## LISTED ENTRIES
PR #544, opened 2022-10-21
gracefully shut down the API during deploys (no 502s)

paulswartz:
#### Summary of changes

**Asana Ticket:** [Round three of 502 investigation](https://app.asana.com/0/881264583703207/1203193998678560)

This PR makes three main changes:
- have the ALBMonitor.Monitor process stop normally when it detects that the draining process has started
- add a Plug (`CheckForShutdown`) to notify connections (both long-running and short-term) that they should disconnect
- update `Canary` to monitor for both shutdown and draining, and trigger the disconnection process in both cases

In practice, what this means is that when draining starts, all existing connections start to be disconnected in order to be routed to other nodes. New connections can still be accepted, but they aren't kept open. Once the deregistration delay expires in the ALB Target Group, the node will be removed from the ALB and terminated (with SIGTERM).

### DIFF
--- a/apps/alb_monitor/test/alb_monitor/monitor_test.exs
+++ b/apps/alb_monitor/test/alb_monitor/monitor_test.exs
@@ -11,9 +11,11 @@ defmodule ALBMonitor.MonitorTest do
     mock_instance_ip("10.0.0.2")
     mock_health_response([{"10.0.0.1", "healthy"}, {"10.0.0.2", "draining"}])
 
-    start!()
+    monitor_pid = start!()
 
     assert_receive :shutdown
+
+    refute Process.alive?(monitor_pid)
   end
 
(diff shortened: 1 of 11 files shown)


apps/alb_monitor/test/alb_monitor/monitor_test.exs
```diff
@@ -11,18 +11,18 @@ defmodule ALBMonitor.MonitorTest do
     mock_instance_ip("10.0.0.2")
     mock_health_response([{"10.0.0.1", "healthy"}, {"10.0.0.2", "draining"}])
 
-    start!()
+    ref = start!()
```
bklebe, line 14: question: what does this `start!()` function do? I can't find where it's defined.

bklebe (approved):

PR #502, opened 2015-11-11
Typo fix - example missing quotes

wejrowski:
Just fixing what appears to be a typo as I was playing with the example code.


wejrowski:
I signed it!

samccone:
yessssir, great spot!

## ASSIGNMENT
How many lines in the material contain the string "MonitorTest"? Give the number alone.

## YOUR RESPONSE
2